Initial reports: The Trickster has come through once again, with some revelations — though nothing really new on the 1972 break-in. It was done by what he called “clowns” and “bunglers.”

He notes, however, that wiretaps and the like were commonplace.

And nothing on the famous 181 / 2 minutes of tape from a key Watergate coverup meeting.

We haven’t had a chance to wallow in depth through the nearly 300 pages of grand jury transcripts, done after a pardon from President Gerald Ford — a pardon that Nixon says he only reluctantly accepted.

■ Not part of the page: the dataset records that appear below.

PR #5764, opened 2021-02-07
Closes #5503: ISO 8601 date in UI and alternative format as tooltip

### LINKED ISSUE #5503: Default to ISO 8601 date format in UI and add "June 26, 2016" as tooltip
### Environment
* Python version: 3.7.3
* NetBox version: 2.10.1

### Proposed Functionality

The current approach seems to be to use ISO 8601

```python
SHORT_DATE_FORMAT = 'Y-m-d'          # 2016-06-26
```

where the logical order matters, for example in the changelog view that is sorted by time. For "free text" dates,

```python
DATE_FORMAT = 'N j, Y'               # June 26, 2016
```

is used. I am proposing to use `SHORT_DATE_FORMAT` everywhere in the UI except in tooltips. And then augment dates as tooltip in `DATE_FORMAT`. This is because ISO 8601 is *the* standard for dates in written form. If the user ever needs to communicate a date via voice, they are expected to translate 2016-06-26 in their head or peek in the tooltip and say "June 26, 2016".

@jeremystretch commented on ISO 8601 in https://github.com/netbox-community/netbox/issues/1412#issuecomment-321318039 already so I assume there is some background to the current default. I still would like to discuss this.

### Use Case

Consistency.

### Database Changes

No.

### External Dependencies

No.

ypid:
### Fixes: #5503

With this PR all dates in the UI are now consistently displayed.

I changed the long date format as suggested by @xkilian and confirmed by my own research.

* DATETIME_FORMAT
  * Before: July 20, 2020 4:52 p.m.
  * Now: 20th July, 2020 16:52

"20th July, 2020" would be spoken as "the 20th of July, 2020" but the "the" and "of" are never written.

I also switch from the illogical a.m./p.m. time format to military time format that can be pronounced as "sixteen hundred and fifty-two".

### DIFF
--- a/netbox/templates/base.html
+++ b/netbox/templates/base.html
@@ -67,7 +67,7 @@
                     <p class="text-muted">{{ settings.HOSTNAME }} (v{{ settings.VERSION }})</p>
                 </div>
                 <div class="col-xs-4 text-center">
-                    <p class="text-muted">{% now 'Y-m-d H:i:s T' %}</p>
+                    <p class="text-muted">{% annotated_now %} {% now 'T' %}</p>
                 </div>
                 <div class="col-xs-4 text-right noprint">
                     <p class="text-muted">
--- a/netbox/templates/generic/object.html
+++ b/netbox/templates/generic/object.html
@@ -43,7 +43,7 @@
   <p>
     <small class="text-muted">
       Created {{ object.created|annotated_date }} &middot;
-      Updated <span title="{{ object.last_updated|date:'SHORT_DATETIME_FORMAT' }} ({{ object.last_updated|date:'DATETIME_FORMAT' }})">{{ object.last_updated|timesince }}</span> ago
+      Updated {{ object.last_updated|annotated_date }} ({{ object.last_updated|timesince }} ago)
     </small>
     <span class="label label-default">{{ object|meta:"app_label" }}.{{ object|meta:"model_name" }}:{{ object.pk }}</span>
   </p>
--- a/netbox/templates/generic/object.html
+++ b/netbox/templates/generic/object.html
@@ -42,8 +42,8 @@
   <h1 class="title">{% block title %}{{ object }}{% endblock %}</h1>
   <p>
     <small class="text-muted">
-      Created {{ object.created }} &middot;
-      Updated <span title="{{ object.last_updated }}">{{ object.last_updated|timesince }}</span> ago
+      Created {{ object.created|annotated_date }} &middot;
+      Updated <span title="{{ object.last_updated|date:'SHORT_DATETIME_FORMAT' }} ({{ object.last_updated|date:'DATETIME_FORMAT' }})">{{ object.last_updated|timesince }}</span> ago
     </small>
     <span class="label label-default">{{ object|meta:"app_label" }}.{{ object|meta:"model_name" }}:{{ object.pk }}</span>
   </p>
--- a/netbox/templates/users/userkey.html
+++ b/netbox/templates/users/userkey.html
@@ -22,7 +22,7 @@
         <p>
             <small class="text-muted">
               Created {{ object.created|annotated_date }} &middot;
-              Updated <span title="{{ object.last_updated|date:'SHORT_DATETIME_FORMAT' }} ({{ object.last_updated|date:'DATETIME_FORMAT' }})">{{ object.last_updated|timesince }}</span> ago
+              Updated {{ object.last_updated|annotated_date }} ({{ object.last_updated|timesince }} ago)
         </p>
         {% if not object.is_active %}
             <div class="alert alert-warning" role="alert">
--- a/netbox/templates/users/userkey.html
+++ b/netbox/templates/users/userkey.html
@@ -1,4 +1,5 @@
 {% extends 'users/base.html' %}
+{% load helpers %}
 
 {% block title %}User Key{% endblock %}
 
@@ -19,7 +20,9 @@
             {% endif %}
         </h4>
         <p>
-            <small class="text-muted">Created {{ object.created }} &middot; Updated <span title="{{ object.last_updated }}">{{ object.last_updated|timesince }}</span> ago</small>
+            <small class="text-muted">
+              Created {{ object.created|annotated_date }} &middot;
+              Updated <span title="{{ object.last_updated|date:'SHORT_DATETIME_FORMAT' }} ({{ object.last_updated|date:'DATETIME_FORMAT' }})">{{ object.last_updated|timesince }}</span> ago
         </p>
         {% if not object.is_active %}
             <div class="alert alert-warning" role="alert">
@@ -37,7 +40,7 @@
                 </a>
             </div>
             <h4>Session key: <span class="label label-success">Active</span></h4>
-            <small class="text-muted">Created {{ object.session_key.created }}</small>
+            <small class="text-muted">Created {{ object.session_key.created|annotated_date }}</small>
         {% else %}
             <h4>No active session key</h4>
         {% endif %}
--- a/netbox/utilities/templatetags/helpers.py
+++ b/netbox/utilities/templatetags/helpers.py
@@ -162,10 +162,6 @@ def annotated_date(date_value):
     if not date_value:
         return ''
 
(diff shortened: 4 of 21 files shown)


DanSheps:
There seems to be a lot of repetition here, do you think it might be possible to create an include and pass the date, it would also make future modifications easier.

ypid:
Thanks for the pointer (am was/am new to Django), done.

The only place (that I know of, and I also greped the source and so on) with dates without tooltip is `object_list.html`. I tried it but there it does not work so easily because the dates are passed to Jinja as SafeString. Also, I am not sure if it would be good UI design to have tooltips in the list.

ypid:
I rebased and updated this patch to the latest develop branch. Some new date fields were introduced with NetBox 2.11. I hope I found all of them by greping the source. If not, it is not the end of the world. I will come across them eventually and fix them (potentially in a new PR). I applied this patch (including the dependency patch 2618dde1e2837fd4c587bed89d2358199176f01e) on my instance now for testing during regular use. I tested all modified pages manually already. Feel free to have a look.

ypid:
I have been using this ever since and did not run into dates that I missed nor other issues. I would say this is ready. @jeremystretch Can you have a look?

jeremystretch:
@ypid Adding inclusion tags to display a value (i.e. `{% include 'inc/date_now_span.html' %}`) should be considered poor practice. Instead, we should use a template filter for this (e.g. `{{ mydate|with_current_time }}`). We should also only need the one filter; the `parse_date()` and `datatype_str()` are unnecessary since we can process the value directly.

ypid:
I improved it, thanks. I agree with you that this approach is better. Now with the `date_span` filter, it is very easy to just append that if new date files are added.

netbox/netbox/configuration.example.py
```diff
@@ -261,7 +261,7 @@
 # https://docs.djangoproject.com/en/stable/ref/templates/builtins/#date
 DATE_FORMAT = 'N j, Y'
 SHORT_DATE_FORMAT = 'Y-m-d'
-TIME_FORMAT = 'g:i a'
+TIME_FORMAT = 'H:i:s'
```
jeremystretch, line 264: Why have you changed the default formats?

netbox/templates/base.html
```diff
@@ -67,7 +67,7 @@ <h4><i class="mdi mdi-alert"></i> Maintenance Mode</h4>
                     <p class="text-muted">{{ settings.HOSTNAME }} (v{{ settings.VERSION }})</p>
                 </div>
                 <div class="col-xs-4 text-center">
-                    <p class="text-muted">{% now 'Y-m-d H:i:s T' %}</p>
+                    <p class="text-muted">{% now_span %} {% now 'T' %}</p>
```
jeremystretch, line 70: The template tag should be able to render the entire date string.

netbox/utilities/templatetags/helpers.py
```diff
@@ -137,6 +139,39 @@ def tzoffset(value):
     return datetime.datetime.now(value).strftime('%z')
 
 
+@register.filter(expects_localtime=True)
+def date_span(date_value):
```
jeremystretch, line 143: I thought I mentioned this previously, but maybe not. Let's avoid the term "span" in the filter name, since it naturally implies a span of time between a start and end time (rather than an HTML `<span>` element). `annotated_date` maybe?

netbox/utilities/templatetags/helpers.py
```diff
@@ -137,6 +139,39 @@ def tzoffset(value):
...
+    """
+    Returns date as HTML span with short date format as the content and the
+    (long) date format as the title.
+    """
+    if not date_value:
+        return ''
+
+    if type(date_value) == str:
```
jeremystretch, line 151: I wouldn't think we'd ever want to apply this tag to a string; we should always be working with datetime objects, no?

jeremystretch (changes requested):

netbox/templates/base.html
ypid: The problem with the old code was that the date format was hard coded. I decided to use two template tags to respect the configured date format while preserving the time zone which is not intended to be part of the configurable date format strings. What do you have in mind? Do you want to keep the hard coded format?

netbox/utilities/templatetags/helpers.py
ypid: Here the date is a string: https://github.com/netbox-community/netbox/blob/develop/netbox/templates/inc/custom_fields_panel.html

netbox/utilities/templatetags/helpers.py
ypid: Makes sense. I appreciate that you care about such things!

netbox/netbox/configuration.example.py
ypid: I separated this change into it’s own commit to describe my intend:

> a.m./p.m. is illogical. Military time format can be pronounced as "sixteen hundred and fifty-two".

But that is only the format that appears on hover now. Should I drop that change or the whole commit? Are you fine with `SHORT_DATETIME_FORMAT = 'Y-m-d H:i:s'`?

netbox/utilities/templatetags/helpers.py
jeremystretch: It'd be better to have the custom field return a date object than to accommodate string values in the template filter. Let's just omit custom field dates for now to keep this from getting any more complex.

netbox/netbox/configuration.example.py
jeremystretch: Let's just leave the defaults in the example alone. If there's a case to change them, it should be addressed under a separate issue.

netbox/templates/users/userkey.html
```diff
@@ -19,7 +20,9 @@ <h4>
             {% endif %}
         </h4>
         <p>
-            <small class="text-muted">Created {{ object.created }} &middot; Updated <span title="{{ object.last_updated }}">{{ object.last_updated|timesince }}</span> ago</small>
+            <small class="text-muted">
+              Created {{ object.created|annotated_date }} &middot;
+              Updated <span title="{{ object.last_updated|date:'SHORT_DATETIME_FORMAT' }} ({{ object.last_updated|date:'DATETIME_FORMAT' }})">{{ object.last_updated|timesince }}</span> ago
```
jeremystretch, line 25:
```suggestion
              Updated {{ object.last_updated|annotated_date }} ({{ object.last_updated|timesince }} ago)
```

netbox/templates/generic/object.html
```diff
@@ -42,8 +42,8 @@
   <h1 class="title">{% block title %}{{ object }}{% endblock %}</h1>
   <p>
     <small class="text-muted">
-      Created {{ object.created }} &middot;
-      Updated <span title="{{ object.last_updated }}">{{ object.last_updated|timesince }}</span> ago
+      Created {{ object.created|annotated_date }} &middot;
+      Updated <span title="{{ object.last_updated|date:'SHORT_DATETIME_FORMAT' }} ({{ object.last_updated|date:'DATETIME_FORMAT' }})">{{ object.last_updated|timesince }}</span> ago
```
jeremystretch, line 46:
```suggestion
      Updated {{ object.last_updated|annotated_date }} ({{ object.last_updated|timesince }} ago)
```

netbox/utilities/templatetags/helpers.py
```diff
@@ -4,8 +4,10 @@
 
 import yaml
 from django import template
+from django.template.defaultfilters import date
```
jeremystretch, line 7: This looks to be unused?

netbox/netbox/configuration.example.py
ypid: I dropped the commit.

netbox/utilities/templatetags/helpers.py
ypid: It is used by this line for example:

```Python
long_ts = date(date_value, 'DATE_FORMAT')
```

netbox/utilities/templatetags/helpers.py
ypid: Fine for me, done.

ypid:
Done.

PR #5787, opened 2021-02-10
Update /netbox/tenancy/api/serializers.py to allow nullable group

### LINKED ISSUE #5786: Error while setting tenant group to null via API
### Environment
* Python version: v3.6.8
* NetBox version: v2.10.4

Attempting to save a tenant object via the API with the group property set to null results in an error.  The Swagger documentation specifies that this property is nullable.

### Steps to Reproduce
1. Send the following JSON body via PATCH method to $netbox_url/api/tenancy/tenants/$tenant_id/ :
`{
      "group": null
}`

### Expected Behavior
200 OK response and a JSON object containing the updated tenant object.

### Observed Behavior
400 Bad Request response and an error message:
`{
  "group": [
    "This field may not be null."
  ]
}`

pgnuta:
Group should be nullable via API to match frontend functionality and Swagger documentation.

### Fixes: #5786
Added 'allow_null=True' to group property definition in /netbox/tenancy/api/serializers.py

### DIFF
--- a/netbox/tenancy/api/serializers.py
+++ b/netbox/tenancy/api/serializers.py
@@ -24,7 +24,7 @@ class TenantGroupSerializer(ValidatedModelSerializer):
 
 class TenantSerializer(TaggedObjectSerializer, CustomFieldModelSerializer):
     url = serializers.HyperlinkedIdentityField(view_name='tenancy-api:tenant-detail')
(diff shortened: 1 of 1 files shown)


DanSheps:
Could you add some tests for this?

jeremystretch:
I'll add a test.

Issue #5943, opened 2021-03-08
Template tags do not take into account plugins


DanSheps:
### Proposed Changes

Wrap reverse() in try/catch statement to test against both plugins and base namespace.

### Justification

Currently, these button tags do not test against the plugins namespace.  This would add testing against the namespace with and preserve the original.

Sample code:

```
    try:
        url = reverse(viewname, kwargs={'pk': instance.pk})
    except NoReverseMatch as e:
        try:
            url = reverse(f'plugins:{viewname}', kwargs={'pk': instance.pk})
        except NoReverseMatch:
            raise NoReverseMatch(e)
```

jeremystretch:
I don't follow. Can you point to an example where this is breaking something in NetBox? IMO it's bad practice to try and "brute force" the URL resolution: The tag should know when it's being called what URL it intends to resolve.

DanSheps:
An example would be ButtonColumn where you resolve the URL automatically for edit/delete/changelog, the button does not take into account the fact that a URL might be in a sub-namespace (plugins:xxx for example) as the resolution is simply `f'{model._meta.app_label}:{model._meta,model_name}'`

jeremystretch:
These tags aren't intended for use within plugins, so we don't check the plugins space. Supporting the use of these internal components within a plugin is a much greater undertaking, involving formally extending the plugins API and documenting their usage.

PR #5958, opened 2021-03-10
Closes: #5943 - Takes plugin namespace into account in certain template tags

DanSheps:
### Closes: #5943

This PR will take into account plugin namespaces for templatetags, specifically buttons.

### DIFF
--- a/netbox/utilities/templatetags/helpers.py
+++ b/netbox/utilities/templatetags/helpers.py
@@ -4,6 +4,7 @@ import re
 
 import yaml
 from django import template
+from django.apps import apps
 from django.conf import settings
 from django.urls import NoReverseMatch, reverse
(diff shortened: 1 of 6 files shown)


netbox/utilities/templatetags/helpers.py
```diff
@@ -13,9 +14,21 @@
...
+
 register = template.Library()
 
 
+def _resolve_namespace(instance):
+    """
+    Get the appropriate namespace for the app based on whether it is a Plugin or base application
+    """
+    app = apps.get_app_config(instance._meta.app_label)
+    if isinstance(app, PluginConfig):
```
DanSheps, line 27: Perhaps I should check if this is a base app as well.  Because this could allow people to override base app behaviour, thoughts?

Issue #5893, opened 2021-02-27
Overhaul UI and upgrade to Bootstrap 5


jeremystretch:
### Proposed Changes
NetBox currently uses the outdated Bootstrap 3 CSS/JS framework for its user interface. [Bootstrap 5](https://getbootstrap.com/) is currently in late beta and should be released in the near future. This issue proposes adopting BS5, and in the process giving the entire UI a substantial refresh.

However, as @checktheroads notes in a [recent discussion](https://github.com/netbox-community/netbox/discussions/5782#discussioncomment-407811), it's worth noting that BS5 explicitly [drops support for Internet Explorer](https://getbootstrap.com/docs/5.0/getting-started/browsers-devices/) (in favor of Edge). If the community is opposed to this, we can consider adopting BS4 instead.

If accepted, I am willing to take the lead on this initiative. I've already been experimenting with some layouts and templates offline, and am encouraged by my progress thus far.

### Justification
- Modernizes the UI
- BS5 introduces a suite of utility classes that allows for more flexible customization

ryanmerolle:
I say death to IE, but seriously most people using NetBox have other means of browsers these days.  Nearly all shops allow Chrome.

A drop for internet explorer may not even kill the entire usability but just greatly hamper the new functionality.  Which might not be the end of the world.

jeremystretch:
I also have to think that organizations stuck on Internet Explorer _probably_ aren't running the latest and greatest NetBox release right away either.

checktheroads:
To add some clarity, the list of browsers Bootstrap 5 supports is [here](https://getbootstrap.com/docs/5.0/getting-started/browsers-devices/). TL;DR: Everything except IE. It's worth noting that I (re)built [hyperglass](https://github.com/checktheroads/hyperglass) with React and several other dependencies, and inadvertently dropped IE support. I've yet to hear a word from any users that this has been a problem (and this is an app meant to be end-user facing!). Additionally, my organization's website has been IE-free for over a year with nary a complaint.

It's also worth noting that one of the other major CSS frameworks out there — [Tailwind](https://tailwindcss.com/) — also no longer supports IE. I tend to agree with both @jeremystretch & @ryanmerolle — it's likely that either Netbox users are already using a modern browser, or if not, they're probably not running modern Netbox.

[...]

PR #6013, opened 2021-03-18
Closes #5429: Paginator on top of tables

### LINKED ISSUE #5429: Paginator on top of tables
### Environment
* Python version: 3.6.8
* NetBox version: 2.9.9

### Proposed Functionality
Move or add paginator at top of any tables (e.g. prefixes, ip address, prefix ip addresses)

### Use Case

At least there is no search/filter in prefix ip addresses view so the only way to find IP address is to scroll down many pages to find next-page button.

Futhermore, I think it is better to navigate between table pages via page navigator that on the top of page. When it is in bottom of page you have to scroll down all pages to find next-button page until reach object you want

### Database Changes
N/A

### External Dependencies
N/A

cpmills1975:
### Fixes: #5429

* I've re-worked the structure of the top of the page to show the page buttons right aligned with the table.
* I've restructured the grids on the page such that the bottom paginator controls are always right aligned with the table. There are a few side effects to this.
  * The responsiveness of the application as a whole is, IMO, better - especially for small screens.
  * The select all n objects confirmation no longer pushes the table below the sidebar (an unreported bug?)
  * For some very wide (e.g. 4K) screen widths, the side bar now appears a bit large. This will be trivial to fix by using the col-xxl-* classes from Bootstrap 5 (when implemented in #5893) or could be back-ported to the NetBox CSS now. I stopped short of doing this as part of this change)

Screenshot 2021-03-18 at 22 12 21

Screenshot 2021-03-18 at 22 12 43

Screenshot 2021-03-18 at 22 15 10

Screenshot 2021-03-18 at 22 13 11

### DIFF
--- a/netbox/project-static/css/base.css
+++ b/netbox/project-static/css/base.css
@@ -33,11 +33,6 @@ footer p {
 #navbar_search {
     padding: 0 8px;
 }
-.right-side-panel {
-    max-width: 400px;
-    min-width: 300px;
-    padding-right: 0;
-}
 
 /* Hide the username in the navigation menu on displays less than 1400px wide */
 @media (max-width: 1399px) {
@@ -168,7 +163,7 @@ td.min-width {
 
 /* Paginator */
 div.paginator {
-    margin-bottom: 20px;
+    margin-bottom: 1em;
 }
 div.paginator form {
     margin-bottom: 6px;
--- a/netbox/templates/circuits/provider.html
+++ b/netbox/templates/circuits/provider.html
@@ -129,7 +129,7 @@
                 </div>
             {% endif %}
         </div>
-    {% include 'inc/paginator.html' with paginator=circuits_table.paginator page=circuits_table.page %}
+    {% include 'inc/paginator.html' with paginator=circuits_table.paginator page=circuits_table.page show_count=True %}
     {% plugin_right_page object %}
     </div>
 </div>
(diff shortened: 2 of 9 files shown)


jeremystretch:
Thanks for your work on this. I hate to ask, but do you mind tabling this for now? We have #5893 coming up for v2.12 and I'm trying to minimize the amount of flux in the templates in the immediate term. Let's see how that pans out and then examine what changes remain to be made to accommodate the top paginator.

cpmills1975:
@jeremystretch no worries. Are there plans for a big overhaul in the UI/UX for 2.12 or is NetBox likely to look similar for now, but underpinned with the BS5 framework? I'm just trying to work out whether I need to start prepping my users for a major overhaul or not.

FWIW, moving the main body of the page in to a properly defined column and removing the explicit width constraint from the side bar adds most value here as it makes the app much more responsive. I'm not sure how many sadists will be trying to use NetBox on a phone, but mobile-first is the best way forward right? Removing the width constraint on the side-bar does make it a bit too wide IMO on wide screens (I'm on a 32" 4K monitor at the moment) but this will be easier to fix with the new col-xxl-* classes that come with BS5.

jeremystretch:
>  Are there plans for a big overhaul in the UI/UX for 2.12 or is NetBox likely to look similar for now, but underpinned with the BS5 framework?

We expect a major overhaul, though that work is still in progress.

jeremystretch:
Going to close this out as we've ended up overhauling a ton under the `feature` branch (with more work to come). However, it's something we should revisit before the v3.0 release.

PR #6036, opened 2021-03-23
Add support for customfield static choices with multiple select

### LINKED ISSUE #6035: Add support for customfield static choices with multiple select
### NetBox version

v2.10.4

### Feature type

New functionality

### Proposed functionality

Add support for custom field static choices with multiple select.

This resembles #2522 which was rejected before but with the revamp of custom fields this use case is much easier to support. Effectively it only adds a new type that uses a MultipleChoiceField and the StaticSelect2Multiple widget.

Note that CSV import is not yet supported because of #3637 and the multiple select custom fields are explicitly excluded.

### Use case

It adds custom fields with multiple selection to allow for feature flags and similar properties while reducing the selection scope to the options given. In the past this was only supported with tags. But the downside of tags are that if your choices are different per model you need to validate them, add tags per model or train your users to only use choice X for model Y.

Now you can add a field with a specific set of choices and those are the only ones available to the user.

### Database changes

No database changes required

### External dependencies

No external dependencies required

Urth:
### Fixes: #6035

Implementation to go along with #6035 that adds a new type that uses a MultipleChoiceField and the
StaticSelect2Multiple widget.

### DIFF
--- a/netbox/extras/choices.py
+++ b/netbox/extras/choices.py
@@ -13,6 +13,7 @@ class CustomFieldTypeChoices(ChoiceSet):
     TYPE_DATE = 'date'
     TYPE_URL = 'url'
     TYPE_SELECT = 'select'
+    TYPE_SELECT_MULTIPLE = 'select-multiple'
 
     CHOICES = (
         (TYPE_TEXT, 'Text'),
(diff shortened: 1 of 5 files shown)


jeremystretch:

Overall, the documents show that “in his own way, Nixon was a great communicator,” says Steven Aftergood , who heads the Project on Government Secrecy for the Federation of American Scientists. “His presence and personality are vividly conveyed by the transcript. With Nixon, it was not just business. It was personal.”

Very personal. A colleague points us to Page 94, where Nixon tells the prosecutor that he is taking blood-thinning medication every day at noon.

“That means that if I am ever in an accident and start to bleed I will bleed to death unless the doctor is there within ten minutes,” he reveals. Then he gets off one of the great Nixon lines to Richard Davis , the prosecutor questioning him.

“Want one?”

And on Page 219, Nixon lifts off to another planet, a place where he’s clearly talking to the paintings of former presidents hanging on the wall.

“I would say that our campaigns in ’68 and in 1972,” he testifies, “in terms of what we did, were clean campaigns.”